---- Data for processing

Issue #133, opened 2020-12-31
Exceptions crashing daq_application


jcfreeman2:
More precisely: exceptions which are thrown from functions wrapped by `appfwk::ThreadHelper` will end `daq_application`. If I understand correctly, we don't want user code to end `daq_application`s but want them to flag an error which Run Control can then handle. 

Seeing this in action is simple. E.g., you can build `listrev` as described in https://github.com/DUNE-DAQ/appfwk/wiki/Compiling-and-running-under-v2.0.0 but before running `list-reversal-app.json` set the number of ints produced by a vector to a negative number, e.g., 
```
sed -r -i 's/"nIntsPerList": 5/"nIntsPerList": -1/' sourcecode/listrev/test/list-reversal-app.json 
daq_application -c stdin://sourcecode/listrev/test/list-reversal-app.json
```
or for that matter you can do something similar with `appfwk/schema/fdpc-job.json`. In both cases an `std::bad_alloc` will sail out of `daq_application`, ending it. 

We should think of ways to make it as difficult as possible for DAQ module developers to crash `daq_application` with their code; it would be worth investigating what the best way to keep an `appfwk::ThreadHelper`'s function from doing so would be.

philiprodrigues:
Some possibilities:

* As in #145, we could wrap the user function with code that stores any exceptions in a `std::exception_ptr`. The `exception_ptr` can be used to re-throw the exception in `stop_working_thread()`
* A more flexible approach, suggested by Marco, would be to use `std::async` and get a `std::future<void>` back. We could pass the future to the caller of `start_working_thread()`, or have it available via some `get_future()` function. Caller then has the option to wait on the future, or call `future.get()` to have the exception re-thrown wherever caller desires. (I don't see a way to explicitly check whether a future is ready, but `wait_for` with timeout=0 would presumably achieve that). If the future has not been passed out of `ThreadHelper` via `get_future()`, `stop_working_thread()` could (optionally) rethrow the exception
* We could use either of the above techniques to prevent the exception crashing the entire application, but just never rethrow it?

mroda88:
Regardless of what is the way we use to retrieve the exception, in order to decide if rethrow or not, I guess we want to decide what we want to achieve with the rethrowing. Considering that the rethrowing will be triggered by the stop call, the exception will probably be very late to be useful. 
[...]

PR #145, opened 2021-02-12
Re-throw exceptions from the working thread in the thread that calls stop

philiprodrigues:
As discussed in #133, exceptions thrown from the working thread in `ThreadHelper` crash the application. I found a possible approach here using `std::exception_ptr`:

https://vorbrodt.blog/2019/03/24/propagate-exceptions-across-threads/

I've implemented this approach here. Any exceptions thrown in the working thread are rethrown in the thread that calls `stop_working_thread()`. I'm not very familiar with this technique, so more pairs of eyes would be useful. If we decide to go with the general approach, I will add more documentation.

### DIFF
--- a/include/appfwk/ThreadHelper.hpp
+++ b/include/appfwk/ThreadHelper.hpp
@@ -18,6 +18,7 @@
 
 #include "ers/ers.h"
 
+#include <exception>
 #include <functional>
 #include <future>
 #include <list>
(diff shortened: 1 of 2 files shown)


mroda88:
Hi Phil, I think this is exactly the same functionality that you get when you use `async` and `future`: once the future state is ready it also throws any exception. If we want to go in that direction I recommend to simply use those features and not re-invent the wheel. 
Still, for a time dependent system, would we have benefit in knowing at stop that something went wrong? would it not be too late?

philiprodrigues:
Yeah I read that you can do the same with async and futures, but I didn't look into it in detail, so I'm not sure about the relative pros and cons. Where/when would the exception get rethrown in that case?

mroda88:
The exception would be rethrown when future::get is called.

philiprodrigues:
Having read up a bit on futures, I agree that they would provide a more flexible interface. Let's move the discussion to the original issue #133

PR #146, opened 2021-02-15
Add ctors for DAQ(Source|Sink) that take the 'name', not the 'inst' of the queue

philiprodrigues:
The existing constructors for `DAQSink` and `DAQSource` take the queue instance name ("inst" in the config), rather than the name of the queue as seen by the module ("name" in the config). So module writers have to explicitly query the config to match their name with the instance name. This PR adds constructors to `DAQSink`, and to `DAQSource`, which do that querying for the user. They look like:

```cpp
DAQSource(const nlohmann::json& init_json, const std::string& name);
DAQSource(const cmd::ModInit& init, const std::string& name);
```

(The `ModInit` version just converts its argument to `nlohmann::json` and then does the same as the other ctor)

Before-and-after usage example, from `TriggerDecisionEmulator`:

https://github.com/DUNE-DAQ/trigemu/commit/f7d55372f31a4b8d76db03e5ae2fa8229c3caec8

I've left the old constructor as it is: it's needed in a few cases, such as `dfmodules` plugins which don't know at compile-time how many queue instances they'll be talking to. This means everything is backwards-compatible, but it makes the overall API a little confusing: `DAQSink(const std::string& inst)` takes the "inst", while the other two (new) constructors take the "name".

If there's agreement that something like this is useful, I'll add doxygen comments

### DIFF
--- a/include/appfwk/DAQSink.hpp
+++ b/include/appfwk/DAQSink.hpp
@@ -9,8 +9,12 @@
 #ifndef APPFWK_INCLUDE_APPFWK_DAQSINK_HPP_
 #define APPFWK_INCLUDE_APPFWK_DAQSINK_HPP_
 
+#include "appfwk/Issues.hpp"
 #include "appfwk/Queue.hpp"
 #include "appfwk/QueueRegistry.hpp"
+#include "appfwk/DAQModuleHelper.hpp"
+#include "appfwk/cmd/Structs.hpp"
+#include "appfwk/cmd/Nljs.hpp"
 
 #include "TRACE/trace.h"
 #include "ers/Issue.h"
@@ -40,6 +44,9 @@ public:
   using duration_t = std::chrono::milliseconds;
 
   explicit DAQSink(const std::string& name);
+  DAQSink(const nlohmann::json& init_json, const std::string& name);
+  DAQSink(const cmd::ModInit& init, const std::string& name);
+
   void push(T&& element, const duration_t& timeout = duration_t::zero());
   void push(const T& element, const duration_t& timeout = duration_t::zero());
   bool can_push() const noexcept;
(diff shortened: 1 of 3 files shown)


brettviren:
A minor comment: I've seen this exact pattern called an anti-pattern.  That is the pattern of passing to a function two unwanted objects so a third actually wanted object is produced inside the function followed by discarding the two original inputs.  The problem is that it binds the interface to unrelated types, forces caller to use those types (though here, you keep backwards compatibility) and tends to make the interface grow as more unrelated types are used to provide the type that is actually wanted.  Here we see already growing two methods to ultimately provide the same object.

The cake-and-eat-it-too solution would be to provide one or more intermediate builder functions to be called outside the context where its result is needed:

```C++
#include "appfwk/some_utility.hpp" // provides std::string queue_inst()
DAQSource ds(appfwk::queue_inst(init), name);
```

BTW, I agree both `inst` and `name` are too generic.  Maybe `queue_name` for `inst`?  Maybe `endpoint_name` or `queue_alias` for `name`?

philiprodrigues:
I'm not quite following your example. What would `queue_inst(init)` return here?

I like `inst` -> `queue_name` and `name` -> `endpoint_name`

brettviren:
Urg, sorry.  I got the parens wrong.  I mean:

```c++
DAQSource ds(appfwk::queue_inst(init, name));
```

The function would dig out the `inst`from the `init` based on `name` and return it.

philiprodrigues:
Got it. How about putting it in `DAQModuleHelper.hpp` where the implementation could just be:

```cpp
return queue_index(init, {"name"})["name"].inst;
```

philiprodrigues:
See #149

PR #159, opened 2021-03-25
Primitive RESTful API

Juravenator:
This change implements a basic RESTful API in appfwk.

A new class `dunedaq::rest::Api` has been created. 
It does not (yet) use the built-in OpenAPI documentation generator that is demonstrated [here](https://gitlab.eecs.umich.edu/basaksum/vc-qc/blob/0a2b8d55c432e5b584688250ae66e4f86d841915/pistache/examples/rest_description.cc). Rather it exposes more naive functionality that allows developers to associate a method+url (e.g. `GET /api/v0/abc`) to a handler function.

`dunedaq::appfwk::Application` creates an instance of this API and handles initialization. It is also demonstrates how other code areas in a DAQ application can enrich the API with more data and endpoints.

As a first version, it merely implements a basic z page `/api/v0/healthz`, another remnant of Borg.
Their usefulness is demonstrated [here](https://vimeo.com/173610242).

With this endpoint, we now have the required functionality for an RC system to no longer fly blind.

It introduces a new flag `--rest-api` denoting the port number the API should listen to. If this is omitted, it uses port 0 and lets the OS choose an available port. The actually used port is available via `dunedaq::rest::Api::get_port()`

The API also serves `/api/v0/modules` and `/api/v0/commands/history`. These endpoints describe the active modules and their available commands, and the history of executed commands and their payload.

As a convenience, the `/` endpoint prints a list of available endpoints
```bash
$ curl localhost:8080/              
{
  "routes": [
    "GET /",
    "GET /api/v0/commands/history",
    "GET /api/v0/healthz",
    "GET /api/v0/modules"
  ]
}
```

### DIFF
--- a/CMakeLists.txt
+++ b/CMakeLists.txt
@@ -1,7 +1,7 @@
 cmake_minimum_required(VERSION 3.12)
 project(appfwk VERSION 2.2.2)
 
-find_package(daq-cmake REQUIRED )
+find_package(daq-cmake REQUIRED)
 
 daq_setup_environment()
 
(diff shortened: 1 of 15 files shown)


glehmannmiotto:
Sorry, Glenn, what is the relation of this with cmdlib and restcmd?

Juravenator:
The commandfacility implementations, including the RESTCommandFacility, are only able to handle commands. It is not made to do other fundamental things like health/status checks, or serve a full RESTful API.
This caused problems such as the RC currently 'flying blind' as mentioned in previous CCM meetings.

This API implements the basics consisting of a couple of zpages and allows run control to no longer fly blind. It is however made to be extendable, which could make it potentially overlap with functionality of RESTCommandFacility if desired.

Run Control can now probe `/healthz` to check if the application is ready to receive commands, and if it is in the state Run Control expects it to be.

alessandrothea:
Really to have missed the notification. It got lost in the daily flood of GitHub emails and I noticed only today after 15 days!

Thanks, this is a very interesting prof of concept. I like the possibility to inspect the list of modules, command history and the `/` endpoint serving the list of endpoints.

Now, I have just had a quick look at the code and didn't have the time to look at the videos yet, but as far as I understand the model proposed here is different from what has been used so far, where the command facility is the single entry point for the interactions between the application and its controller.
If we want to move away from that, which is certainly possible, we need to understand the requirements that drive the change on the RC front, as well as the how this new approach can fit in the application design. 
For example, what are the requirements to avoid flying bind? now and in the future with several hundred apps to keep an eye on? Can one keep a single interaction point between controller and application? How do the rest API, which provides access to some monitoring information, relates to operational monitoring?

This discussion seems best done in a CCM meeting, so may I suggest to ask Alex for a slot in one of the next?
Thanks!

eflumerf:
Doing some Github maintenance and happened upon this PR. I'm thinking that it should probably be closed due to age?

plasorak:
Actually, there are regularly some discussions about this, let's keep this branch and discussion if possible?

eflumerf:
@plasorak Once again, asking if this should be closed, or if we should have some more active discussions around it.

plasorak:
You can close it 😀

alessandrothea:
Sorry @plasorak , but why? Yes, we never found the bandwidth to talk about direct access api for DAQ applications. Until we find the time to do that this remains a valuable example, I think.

--------

**Task to complete:** Whenever a line above contains "dunedaq", copy that line.

**Written response:**
A new class `dunedaq::rest::Api` has been created. 
`dunedaq::appfwk::Application` creates an instance of this API and handles initialization. It is also demonstrates how other code areas in a DAQ application can enrich the API with more data and endpoints.
It introduces a new flag `--rest-api` denoting the port number the API should listen to. If this is omitted, it uses port 0 and lets the OS choose an available port. The actually used port is available via `dunedaq::rest::Api::get_port()`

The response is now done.